Shirley Flanagan pleaded guilty to four counts of theft totalling €3,600

Image: Shutterstock/Andrei Zveaghintev

A FORMER BRIDAL store owner has been given a 12-month suspended jail sentence after admitting stealing dress payments from bride-to-be customers.

At her sentencing hearing at Limerick Circuit Court, gardaí accepted that Shirley Flanagan, proprietor of Robelle Bridal, Annacotty, “did not intend to con” the women.

Ms Flanagan’s barrister said she found herself in financial difficulties and in the throes of a deep depression following the death of her young son in April 2011.

Ms Flanagan (36) with an address at Rathuard, Donoughmore, pleaded guilty to four counts of theft totalling €3,600, on dates between January and May 2015.

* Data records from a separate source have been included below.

PR #803, opened 2026-06-20
Reintroduce neutral (non_playable) nation support

### LINKED ISSUE #624: PRD: Reintroduce Neutral Nations Support
@johnpooch maybe we do want to slightly prioritize this - it unlocks quite some features and variants. 
One thing to think about is sandboxes - I think that in a sandbox we should just use whatever the default behaviour is - if they can't be given orders, that's fine (it can't be done in the variant/reality anyway). If they CAN be given orders, that's fine as well - it's to test any specific scenario/play around. It's all up to the player, but I don't think we need to put in extra effort for specific Sandbox behaviour.

## Background

Neutral nations were previously implemented in PR #573, which introduced a `non_playable` boolean field on the `Nation` model. The implementation correctly excluded neutral nations from all player-seating code paths, allowing variants to define nations that exist on the map but are never controlled by a player.

The feature was merged in commit `a88ba73`.

However, the implementation was later reverted as part of PR #616 ("Fix variant upload 500: drop orphaned non_playable column"), which introduced migration `0013_remove_non_playable`. This migration removed the `non_playable` field entirely from the database schema and the current codebase no longer contains support for neutral nations.

As a result, the Variant Creator cannot currently emit `non_playable: true`, even though the concept was already designed and implemented once. If emitted today, the backend would simply treat the nation as a normal playable power.

## Motivation

Several historical and scenario-based variants require neutral forces that occupy territory but are not controlled by a player.

Examples include:

- Sengoku
- Historical Diplomacy scenarios with independent garrisons
- Variants featuring neutral supply centers protected by standing units

Supporting neutral nations would unlock a number of previously-created Diplicity variants and expand the capabilities available to the growing variant-building community.

## Goal

Reintroduce the neutral nation system from PR #573 in a stable manner, resolving the issues that led to the variant upload 500 errors and subsequent rollback.

### Neutral Nations

- A nation may be marked as `non_playable`.
- Non-playable nations are excluded from all player-assignment logic.
- Neutral nations may own supply centers.
- Neutral nations may own units at game start.

### Neutral Units

- Neutral units never receive orders.
- Neutral units automatically hold every turn.
- Neutral units cannot be issued orders by players.
- If a neutral unit is dislodged, it is immediately removed from the board.
- Neutral units do not retreat.

### Adjustments

- Neutral nations never build units.
- Neutral nations never participate in adjustment phases.
- Neutral nations never voluntarily disband units.
- The only way a neutral unit leaves the board is by being dislodged.

## Variant Definition Support

- Restore the `non_playable` field to the `Nation` model.
- Ensure variant import/export preserves the field.
- Ensure variant validation accepts neutral nations.
- Allow Variant Creator to emit `non_playable: true`.
- Maintain backwards compatibility with existing variants.

## Acceptance Criteria

- Variants can define one or more neutral nations.
- Neutral nations are never assigned to players.
- Neutral units automatically hold every turn.
- Dislodged neutral units are immediately removed without retreat.
- Existing variants continue to function unchanged.
- Sengoku and similar variants can be represented without engine modifications.

## Notes

This feature is largely a restoration of functionality already implemented in PR #573 and merged in commit `a88ba73`, with the primary work being to resolve the issues that resulted in its removal via PR #616.

johnpooch:
Closes #624

Restores the neutral nation system originally implemented in PR #573 and merged in `a88ba73`, which was removed when PR #616 dropped the orphaned `non_playable` column (migration `0013_remove_non_playable`). The original revert was caused by a botched partial revert leaving a NOT NULL column with no default — a schema problem, not a logic one — so this change re-applies PR #573's code (adapted to the evolved `adjudication/service.py` skip logic) plus a fresh migration `0014_add_non_playable`.

### What it does
- **`Nation.non_playable`** boolean field, exposed through the nation serializer, the variant JSON schema, and the variant import/export round-trip (`variant_to_canonical_dict` / `_build_variant_children` / safe-replacement).
- **Seating** excludes neutral nations everywhere a game counts powers: `IsSpaceAvailable`, `Game.start`, sandbox creation, sandbox clone, and member auto-start.
- **Adjudication**: neutral nations never build or disband (`allowed_builds` / `required_disbands` return 0), and retreat/adjustment phases where *only* neutral nations have options are skipped (`skip_nations = cd_nations | non_playable_nations`). The skip path means a dislodged neutral unit is removed from the board without retreating, and unordered neutral units hold by default — satisfying the PRD's neutral-unit behaviour without engine-internal changes.

### Notes for the reviewer
- PR #573 shipped without tests; this PR adds engine-level tests for the build/disband gating and a variant-upload round-trip test for field preservation.
- The OpenAPI schema and generated `endpoints.ts` were updated for the single new `nonPlayable` field only. I deliberately avoided committing the full `spectacular`/`orval` regen because in this environment it also dropped unrelated, environment-dependent entries (`/devices/`, `/api/test-sentry/`, and an `OrderStatusEnum` value) — pre-existing drift unrelated to this change.

No frontend UI changes (the field is data-only; the Variant Creator emitting `non_playable: true` is out of scope here).

---
_Generated by [Claude Code](https://claude.ai/code/session_012odxzBkfoRFYzE5XQcoVAk)_

### DIFF
--- a/packages/web/src/api/generated/endpoints.ts
+++ b/packages/web/src/api/generated/endpoints.ts
@@ -75,6 +75,7 @@ export interface Nation {
   nationId: string;
   name: string;
   color: string;
+  nonPlayable: boolean;
   /** @nullable */
   readonly flagUrl: string | null;
 }
--- a/packages/web/src/components/InteractiveMap/toRenderState.test.ts
+++ b/packages/web/src/components/InteractiveMap/toRenderState.test.ts
@@ -17,8 +17,8 @@ const province = (id: string, parentId: string | null = null): Province => ({
 });
 
 const nations: Nation[] = [
-  { nationId: "england", name: "England", color: "#2196F3", flagUrl: null },
-  { nationId: "france", name: "France", color: "#80DEEA", flagUrl: null },
+  { nationId: "england", name: "England", color: "#2196F3", nonPlayable: false, flagUrl: null },
+  { nationId: "france", name: "France", color: "#80DEEA", nonPlayable: false, flagUrl: null },
 ];
 
 const variant = { nations };
--- a/packages/web/src/mocks/legacy.ts
+++ b/packages/web/src/mocks/legacy.ts
@@ -13,13 +13,13 @@ import type {
 } from "@/api/generated/endpoints";
 
 export const mockNations: Nation[] = [
-  { nationId: "austria", name: "Austria", color: "#FF0000", flagUrl: null },
-  { nationId: "england", name: "England", color: "#0000FF", flagUrl: null },
-  { nationId: "france", name: "France", color: "#00FFFF", flagUrl: null },
-  { nationId: "germany", name: "Germany", color: "#000000", flagUrl: null },
-  { nationId: "italy", name: "Italy", color: "#00FF00", flagUrl: null },
-  { nationId: "russia", name: "Russia", color: "#FFFFFF", flagUrl: null },
-  { nationId: "turkey", name: "Turkey", color: "#FFFF00", flagUrl: null },
+  { nationId: "austria", name: "Austria", color: "#FF0000", nonPlayable: false, flagUrl: null },
+  { nationId: "england", name: "England", color: "#0000FF", nonPlayable: false, flagUrl: null },
+  { nationId: "france", name: "France", color: "#00FFFF", nonPlayable: false, flagUrl: null },
+  { nationId: "germany", name: "Germany", color: "#000000", nonPlayable: false, flagUrl: null },
+  { nationId: "italy", name: "Italy", color: "#00FF00", nonPlayable: false, flagUrl: null },
+  { nationId: "russia", name: "Russia", color: "#FFFFFF", nonPlayable: false, flagUrl: null },
+  { nationId: "turkey", name: "Turkey", color: "#FFFF00", nonPlayable: false, flagUrl: null },
 ];
 
 export const mockMembers: Member[] = [
--- a/packages/web/src/screens/Tutorial/useTutorialEngine.test.ts
+++ b/packages/web/src/screens/Tutorial/useTutorialEngine.test.ts
@@ -23,6 +23,7 @@ const nation = (nationId: string): Nation => ({
   nationId,
   name: nationId,
   color: "#ffffff",
+  nonPlayable: false,
   flagUrl: null,
 });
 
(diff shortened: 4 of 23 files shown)


JorenC:
https://github.com/JorenC/variant-creator/pull/28 - if we can merge this, I can pull my PR on the variant creator and neutrals will work - it's in sync.

johnpooch (commented):
Two findings below. The adjudicator-level logic and the variant round-trip test are solid. The seating-side changes are the gap.

---

**Finding 1 — Missing tests for the seating-side changes (significant)**

Four Django touchpoints changed their member/nation counting to exclude `non_playable` nations, but none have test coverage for that behaviour:

- `IsSpaceAvailable` (`permissions.py`) — now calls `.filter(non_playable=False).count()`
- `member/views.py` auto-start trigger — same filter
- `game/models.py` `create_sandbox` and `start` — Python list-comp filter
- `game/serializers.py` sandbox clone — same list-comp filter

The adjudicator tests verify that `allowed_builds` / `required_disbands` return 0 for non-playable nations, and the variant round-trip test covers field persistence. But there are no API-level tests that verify:

1. A join request is rejected (or accepted) at the correct threshold when the variant has a non-playable nation.
2. The game auto-starts when the right number of *playable* seats are filled.
3. Sandbox creation and clone seat only playable nations.

Per the project testing standard, these behavior changes should be covered by API endpoint tests in `game/tests/` and `member/tests/` that use a fixture variant containing at least one non-playable nation.

---

**Finding 2 — Schema description asserts a constraint that isn't validated (minor)**

`service/variant.schema.yaml` says:

> Non-playable nations must have as many units as supply centers they own in initialState so the adjustment phase stays balanced.

The code does not validate this constraint at import time, and it doesn't need to: `_is_non_playable()` gates both `allowed_builds` and `required_disbands` to 0 regardless of the unit/SC ratio, so any initial imbalance simply persists permanently (neutral units never build or disband). The "must" wording is therefore wrong and may confuse variant creators who could worry needlessly about balancing their neutral forces.

Suggest either removing the sentence or rewording it to describe what *will* happen ("units in excess of supply centers will never disband; the engine handles any ratio").


---

JorenC:
This is what I meant with unclarity for status in the accelerated retreats.

Did you merge it? Did the bot (pull into main?) You pulled in a commit into main - the tests? Neutrals? Both? 

Especially since this needs me to update the variant-creator and I clarified that, it's important I get a tag.
@johnpooch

Garda Sean O’Regan told the court that gardaí received a formal complaint from one of Flanagan’s customers on 7 May, 2015.

A number of women had paid Flanagan cash for designer dresses – in some cases the women were given other dresses, while in other cases they did not receive any dress.

The mother of one customer paid Flanagan €1,800 for a David Fielden dress, but never received it.

In other cases, women gave Flanagan deposits for dresses designed by Kenneth Winston and Justin Alexander, however they did not receive the dresses.

Gardaí alerted

Gardaí were alerted to the thefts after the matter was highlighted on social media sites. They found no orders had been placed with suppliers, despite Flanagan receiving money for the dresses.

The court heard Flanagan had been severely traumatised by the tragic death of her young son.

Garda O’Regan that the defendant had not “set out to con people” and was trying “to make a go” of the boutique business.

Cathal McGreal, defending Flanagan, said she had set up the business as a “distraction” from her grief.

O’Regan told McGreal:

Things ran away [from] her, she took risks.

Ms Flanagan cooperated with gardaí and no weddings were cancelled as a result of her actions.

In 2013, Ms Flanagan pleaded guilty at Limerick District Court to five counts of deception and two counts of knowingly using a false insurance document.

She admitted to dishonestly inducing five men who worked in her father’s taxi firm to give her a total of €4,400, on the pretence they would be issued with a valid motor insurance policy.

Flanagan, who was a trainee teacher at the time, said she committed the fraud to pay her mortgage which had fallen into arrears.

The court heard she later lost her home due to not being able to meet repayments.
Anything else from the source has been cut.